Stored items:
PR #506, opened 2026-08-03
fix(ledger): resolve configured gRPC port in V3GRPCBackendRef

Dav-14:
V3GRPCBackendRef, the single source of truth consumed by the
connectivity module to build its ledgerAddress, always passed port 0 to
ledgerV3GRPCBackendRef and therefore assumed the default gRPC port. The
gateway backend (v3.go / v3_preview.go) instead resolves the port from
the stack LedgerConfiguration (spec.cluster.service.grpcPort), so a stack
overriding the ledger Cluster gRPC service port got a Connectivity
pointed at the wrong port while the gateway stayed correct.

Resolve the configured port from the LedgerConfiguration inside
V3GRPCBackendRef (via ledgerV3BaseSpec, the same base the gateway derives
its clusterSpec from) so both consumers honour the override and fall back
to the default port when unset. Thread the reconciler Context through the
export and its connectivity caller.

Add a table-driven unit test covering default, stack-scoped, wildcard,
and precedence cases.

---

### DIFF
--- a/internal/resources/connectivities/init.go
+++ b/internal/resources/connectivities/init.go
@@ -211,8 +211,14 @@ func Reconcile(ctx Context, stack *v1beta1.Stack, connectivity *v1beta1.Connecti
 
 	// Reuse the single source of truth for the ledger v3 gRPC connection: same
 	// service, port and backend TLS material (self-signed CA secret + SNI) that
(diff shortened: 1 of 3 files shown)


flemzord (approved):
Looks good to me.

*TASK REQUIREMENTS*: Scan the data for the string "Context" and copy each line in which it occurs.

*TASK RESPONSE*:
to the default port when unset. Thread the reconciler Context through the
@@ -211,8 +211,14 @@ func Reconcile(ctx Context, stack *v1beta1.Stack, connectivity *v1beta1.Connecti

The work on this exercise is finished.